Problems for next time.

1. (Jeff) Let $\P ^2$ be the set of triples $[a,b,c]$ modulo scalar multiplication, as usual. Define a line in $\P ^2$ to be the set of solutions of an equation of the form
   $$a X + b Y + c Z=0$$
   for some numbers $a, b, c$ not all zero. Prove (from the definition) that any two distinct points in $\P ^2$ are contained in a unique line. Then prove that any two distinct lines in $\P ^2$ intersect in a unique point.
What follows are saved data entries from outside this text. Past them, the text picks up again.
PR #706, opened 2021-11-05
Enable trunk in buf repo

EliSchleifer:
Adds trunk to the bufbuild/buf repo. Enables 9 linters/analyzers/formatters and includes some reasonable default configurations for some of those tools. 

1) Enables trunk in the repo for local runs (recommend running trunk in CI as well once the tool feels properly tuned).
2) trunk is added to the .envrc allowing anyone in repo to run `trunk` without additional installation steps.
3) Enables the following linters:
     actionlint, buf, gitleaks, gofmt, golangci-lint, markdownlint, prettier, shellcheck, shfmt
4) Some changes were made in trunk.yaml to how buf is run. These have landed in trunk mainline but won't release for another week or so. In the meantime the provided trunk.yaml file provides the correct syntax.

To see all existing issues run:
```
trunk check --all -n
```

To apply all formatting changes run:
```
trunk fmt --all
```

Analysis:
shellcheck and markdown lint issues detected in 7 files

Formatting Inconsistencies:
18 files require prettier format
5 files require shfmt


.envrc
```diff
@@ -1 +1,2 @@
 . $(make -s direnv)
+PATH_add .trunk
```
bufdev, line 2: All of `.envrc` is controlled via `make direnv`

.markdownlint.yaml
```diff
@@ -0,0 +1,4 @@
+# Prettier-friendly minimal markdownlint config (turns off rules which prettier handles)
+default: true
```
bufdev, line 2: I don't think we want markdown linting in this repository - the only things that are markdown are the readme and the changelog

.shellcheckrc
```diff
@@ -0,0 +1,3 @@
+# Following source doesn't work in most setups
+disable=SC1090
```
bufdev, line 2: We don't want to enable shellcheck for now

.trunk/.gitignore
```diff
@@ -0,0 +1 @@
+*out
```
bufdev, line 1: We don't want a new top-level directory i.e. `trunk`.

All of our `.gitignores` are controlled via the `make` system.

.trunk/trunk
```diff
@@ -0,0 +1,186 @@
+#!/bin/bash
```
bufdev, line 1: This script doesn't conform to our bash style as a whole, see other bash scripts for equivalents.

All bash scripts live in `make/buf/scripts` and are controlled by the `make` system.

All installation is controlled by the `make` system.

.trunk/trunk
```diff
@@ -0,0 +1,186 @@
...
+    echo -e "\r${x_mark} ${verifying_text} FAILED"
+    echo "Expected sha256: '${sha256}'"
+    echo "Actual sha256:   '${actual}'"
+    exit 1
+  fi
+  echo -e "\r${check_mark} ${verifying_text} done"
+}
+
+add_to_bin() {
+  bin_script="/usr/local/bin/trunk"
```
bufdev, line 61: Nothing in this repository should be installing to `/usr/local/bin` - everything is installed to a cache controlled by the `make` system.

.trunk/trunk
```diff
@@ -0,0 +1,186 @@
...
+  bash_source=${BASH_SOURCE[0]}
+
+  if [[ -f ${bin_script} ]] && [[ ${bin_script} != "${bash_source}" ]]; then
+    read -rp "Trunk Launcher is already installed in /usr/local/bin. Would you like to override it? (Y/n) " yn
```
bufdev, line 65: Having a "launcher" and then a separate binary (?) is worrisome.

This script is interactive, which isn't appropriate for us.

.trunk/trunk.yaml
```diff
@@ -0,0 +1,43 @@
+version: 0.1
+cli:
+  version: 0.1.31-alpha
+  sha256:
+    darwin_x86_64: 15f297b0657b615609adfd1a30b99a6210a6ff7c52dc8bdfeb0053a8aff7a9bc
+    linux_x86_64: 5ed59e39cd2f0f72008834073cec429689c88e480abbe89cc36340b75c648a9f
+lint:
+  enabled:
+    - actionlint@1.6.4
```
bufdev, line 9: All our linters are installed and cached on a per-version basis by our `make` system. We don't want to break this just for trunk.

.trunk/trunk.yaml
```diff
@@ -0,0 +1,43 @@
+version: 0.1
+cli:
+  version: 0.1.31-alpha
+  sha256:
+    darwin_x86_64: 15f297b0657b615609adfd1a30b99a6210a6ff7c52dc8bdfeb0053a8aff7a9bc
```
bufdev, line 5: Most of our developers use M1 Macbooks at this point.

.trunk/trunk.yaml
```diff
@@ -0,0 +1,43 @@
...
+  linters:
+    - name: buf-breaking
+      run_linter_from: root_file
+      run_from_root_file: buf.work.yaml
+      command:
+        [
+          buf,
+          breaking,
+          --against,
+          ".git#branch=${upstream-ref}",
```
bufdev, line 28: The `against` input is different locally than in GitHub actions, and we control this via the `make` system.

bufdev (changes requested):
I added some specific comments. Overall, I don't think we can merge this, two main reasons:

- This is outside of our `make` system that controls all dependency installation on a per-version basis, and all development commands.
- The launcher/binary paradigm is concerning, especially that something is installing to `/usr/local/bin`.

EliSchleifer:
> I added some specific comments. Overall, I don't think we can merge this, two main reasons:
> 
> * This is outside of our `make` system that controls all dependency installation on a per-version basis, and all development commands.
> * The launcher/binary paradigm is concerning, especially that something is installing to `/usr/local/bin`.

Thanks for the thoughtful notes. 
1) trunk is geared towards organizations that don't have the resources or desire to maintain their toolchains through a make or equivalent system. trunk is designed for organizations seeking to get out of the business of maintaining these tools themselves and adds support to allow for incremental rules to be added without engineers having to fix all broken rules at once. You could wrap trunk check in a straigtforward make rule, but feels like you're satisfied with your existing toolset.
2) The launcher/binary allows engineers to start using the tool without fuss. Anyone can hit be running the correct hermetic version of trunk pinned in your repo in seconds, without worrying about which pacakge manager to use to get it, etc... There is no need to install anything to /usr/local/bin (we do offer that as a command in the launcher for users who want to install trunk globally). We will be adding support for brew style installation in the future for those folks who prefer that approach.

.markdownlint.yaml
EliSchleifer: A core value proposition here is to make sure that all your tech is checked, but that's not for everyone. If you don't want to be running tools on all the tech, than no need for a meta-linter :)

.shellcheckrc
EliSchleifer: I would note that you could enable trunk with shellcheck today and continue to land code without tripping any errors - that's the value of our hold-the-line feature. Basically your tech debt is your tech debt and shouldn't get in the path of forward movement. It is a nice tool to have and to understand where those potential bugs/issues are hiding.

bufdev:
Almost all of our tools have a binary we can just `curl` and install - `buf` provides this for example, you just `curl -sSL https://github.com/bufbuild/buf/releases/download/$VERSION/buf-$(uname -s)-$(uname -m)` - I'd expect this to be all that is required for a linting tool.

.trunk/trunk
EliSchleifer: This is an optional command in the launcher script for those people who call it. It is in no way triggered by default or required. Feedback is great - we should note this better in the script itself.

bufdev: I think the fundamental problem is the need for a script to install a linting tool, re: my comment below about not being able to `curl` a `trunk` binary.

.markdownlint.yaml
bufdev: I think it's more that we want to make sure we know what linters we are running, and to understand them. I don't know what markdownlint is or what it does, and don't know if we want to enforce whatever rules they set.

.trunk/trunk.yaml
EliSchleifer: The intention of trunk is to offload responsibility for managing/maintaining these tools. Feels like the wrong fit here.

.shellcheckrc
bufdev: We've gone through shellcheck and don't want to enable all of its features, it's not a matter of not getting existing code in line (if it was, we'd just update the scripts to match what shellcheck expects)

.trunk/trunk.yaml
EliSchleifer: As do we. Love the M1. Most analyzers haven't been recompiled for arm mac, but we plan on compiling a native arm build for trunk in the future.

EliSchleifer:
Love the feedback. Closing this PR for now.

2. (Jennifer) Let $F(X,Y,Z) \in {\mathbb{C}}[X,Y,Z]$ be a homogeneous polynomial of degree $n$. Prove that the partial derivatives of $F$ are homogeneous polynomials of degree $n-1$, and use this to show that
   $$X \frac{\partial F}{\partial X} + Y \frac{\partial F}{\partial Y} + Z \frac{\partial F}{\partial Z} = n F$$
   by differentiating $F(tX,tY,tZ) = t^n$ with respect to $t$.

3. (Mauro)
   1. Let $C$ be a curve in $\P ^2$ defined by $F(X,Y,Z)=0$, where $F$ is a homogenous polynomial. Prove that if  $P\in \P ^2$ satifies the equation

      $$\frac{\partial F}{\partial X}(P) = \frac{\partial F}{\partial Y}(P) = \frac{\partial F}{\partial Z}(P) = 0,$$ (1)

      
      
      then $P$ ``automatically'' satisfies $F(P)=0$. Thus to find the singular points on $C$, you just have to find the common solutions to (1); it is not necessary to include $F=0$.

   2. Find all singular points on the curve defined by
      $$F(X,Y,Z) = X^7-Y^2Z^5=0.$$

4. (Alex) For each of the given affine curves $C_0$, find a projective curve $C$ whose affine part is $C_0$. Then find all of the points at infinity on the projective curve $C$.
   1. $3x-7y+5=0$
   2. $x^2+xy-2y^2+x-5y+7=0$
   3. $x^3+x^2y - 3xy^2 - 3y^3+2x^2-x+5=0$

5. (Jenna) For each of the following curves $C$ and points $P$, either find the tangent line to $C$ at $P$ or else verify that $C$ is singular at $P$.

   $C$	$P$
   $y^2=x^3-x$	$(1,0)$
   $X^2+Y^2=Z^2$	$(3:4:5)$
   $x^2+y^4+2xy+2x+2y+1=0$	$(-1,0)$
   $X^3+Y^3+Z^3 = XYZ$	$(1:-1:0)$

6. (Alex) Let $C$ be the cubic curve $u^3+v^3=u+v+1$. In the projective plane, the point $(1:-1:0)$ at infinity lies on this curve. Find rational functoins $x=x(u,v)$ and $y=y(u,v)$ so that $x$ and $y$ satisfy a cubic equation in Weierstrass normal form (i.e., $y^2=x^3+ax^2+bx+c$).

7. (Jeff) Let $C$ be the cubic curve in $\P ^2$ given by
   $$Y^2 Z = X^3 + aX^2Z + bXZ^2 + cZ^3.$$
   Prove that the point $(0:1:0)$ on $C$ is nonsingular.

8. (Jenna) Let $C_1$ and $C_2$ be the cubics given by the following equations:
   $$C_1: x^3+2y^3 - x - 2y = 0,\qquad C_2: 2x^3+y^3 - 2x - y = 0.$$
   Find the nine points of intersection of $C_1$ and $C_2$.

9. (Jennifer) The cubic curve $u^3+v^3=\alpha$ (with $\alpha\neq 0$) has a rational point $(1,-1,0)$ at infinity. Taking this rational point to be $\O$ (the identity element of the group), we can make the points on the curve into a group. Derive a formula for the sum $P_1+P_2$ of two distinct points $P_1=(u_1,v_1)$ and $P_2=(u_2,v_2)$.

10. (Mauro) Verify that if $u$ and $v$ satisfy the relation $u^3+v^3=1$, then the quantities
    $$x = \frac{12}{u+v}$$   and$$\qquad y = 36 \frac{u-v}{u+v}$$
    satisfy the relation $y^2=x^3-432$. We thus obtain a birational transformation $f$ from the curve $u^3+v^3=1$ to the curve $y^2=x^3-432$. Each of these cubic curves can have a group law defined on it. Prove that $f$ is an isomorphism of groups, where the zero element for $y^2=x^3-432$ is the point $(0:1:0)$ and the zero element for $u^3+v^3=1$ is $(1:-1:0)$ (at infinity).